His rather easy use of the "we" as the subject of this crime showed either that Belge is rather out of touch with the postmodern sensibilities regarding the stability of the subject or that he was identifying with the state elite that he was complaining about. Moreover, as an historian in the audience later remarked, he left out the events in the Balkans that preceded the "ethnic cleansing" in Anatolia. Nevertheless Belge's was a courageous presentation.

He also made fun of the devotional antics of the Kemalists; he likened the visits to Anitkabir to complain or ask assistance to the religious rituals. He dwelled upon the presumably continued influence of the Teskilat-i Mahsusa as a secret society. His allusions to this secret structure that is allegedly running the state reminded us in its style the conspiracies that are associated with the Freemasons. But then again, Ittihad ve Terakki had been entangled with the masonic lodges from its beginnings.


Nilüfer Göle from Bogaziçi University stood out with her sensible presentation on the interaction of the Muslim elite with modernity in Turkey. She did not agree with the existence of a postmodern situation in Turkey since the two outstanding characteristics -according to Göle- of a postmodern society, playfulness and relativism, are not visible. Rather she described the condition in Turkey as pessimistic and absolute claims on truth via ideological warfare. She pointed out that the Islamic movements are typically analyzed as reaction to some kind of deeper malaise in the transition to modernity, be it economical or ontological; and the Islamists are painted as frustrated, marginal fanatics. She attempted to correct these misconceptions in her presentation.

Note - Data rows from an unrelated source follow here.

PR #8110, opened 2021-09-22
Allows pet death message to be cancelled along with death

### LINKED ISSUE #7274: [1.15.2]Pet death message still sent in chat if LivingDeathEvent cancelled

OneLemonyBoi:
Allows pet death message to be cancelled along with death and closes #7274.

### DIFF
--- a/patches/minecraft/net/minecraft/world/entity/TamableAnimal.java.patch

She mentioned the need to approach the Islamic movements not as a reaction to the given order but as an elaboration of the self-definition, a new critique of modernity.


The last day was set aside for general discussion. Organizer Resat Kasaba pleaded with Serif Mardin, Nilüfer Göle, and Murat Belge for more of these first hand information about the Islamists as if he was asking for the interesting stories of the natives from the colonial anthropolog. The irony of the situation did not escape the panelist Deniz Kandiyoti. She advised these young social scientists to go back to the basics and do some field work before theorizing about these "exotic" people. If they could not get Islam out of their minds, she suggested to do work on China. Who knows next year we may have conference in Cambridge on the Confucian critique of modernity in China?